I'm tired of the screwing around. 70 years of this nonsense is enough. The country needs to get this behind it so it can focus on more important issues it must face this century. Too much hot air has been expended already. And the Republicans continue to offer no solution. Let's have Bernie's revolution and be done with this.

kiva

(4,373 posts)
5. Health insurance is not health care.
Wed Jan 27, 2016, 10:57 PM
Jan 2016

Ask one of the thousands of people who can't afford the deductibles of the lower tier plan.

 

truebluegreen

(9,033 posts)
7. Better question is to ask how many of the 10%
Thu Jan 28, 2016, 12:06 AM
Jan 2016

are un-insured because their states did not expand Medicaid? What is the insured rate in Massachusetts right now? 5%? I think that is right...so maybe the additional 5% is because of that lack of expansion elsewhere.

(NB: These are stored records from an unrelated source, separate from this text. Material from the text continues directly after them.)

PR #1215, opened 2024-02-19
Update Dockerfile to use minimal CentOS and microdnf

jiridanek:
The Dockerfile has been updated to use a minimal version of CentOS. Furthermore, `dnf` commands have been replaced with `microdnf` to save space and enhance performance. The dependency installation steps were also adjusted accordingly.


bdattoma:
ensure to test an entire Smoke run at least

jstourac:
If it works, I have no objections :slightly_smiling_face: just please, be aware that we don't use it in our jobs at the moment, so to test it one should do a local run, otherwise we break workflow for the perf guys.

jiridanek:
My docker is broken?

```
76.40 Downloading packages...
104.7 error: Downloading from https://mirror.karneval.cz/pub/linux/centos-stream/9-stream/AppStream/x86_64/os/Packages/poppler-data-0.4.9-9.el9.noarch.rpmwas successful but error encountered while checksumming: fsync failed: Input/output error
```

And yes, we do need single payer. Health insurance is not health care. Health insurance is allowing the survival of vampire fucking bats leaching off of Americans: we are not citizens, we are commodities to be exploited.

Snobblevitch

(1,958 posts)
8. The current ACA needs some revisions.
Thu Jan 28, 2016, 12:28 AM
Jan 2016

My brother's family was insured through his wife's employer. They dropped coverage for their employees. Because of the huge increase in costs. He is now paying four times as much for less coverage and a much higher deductable.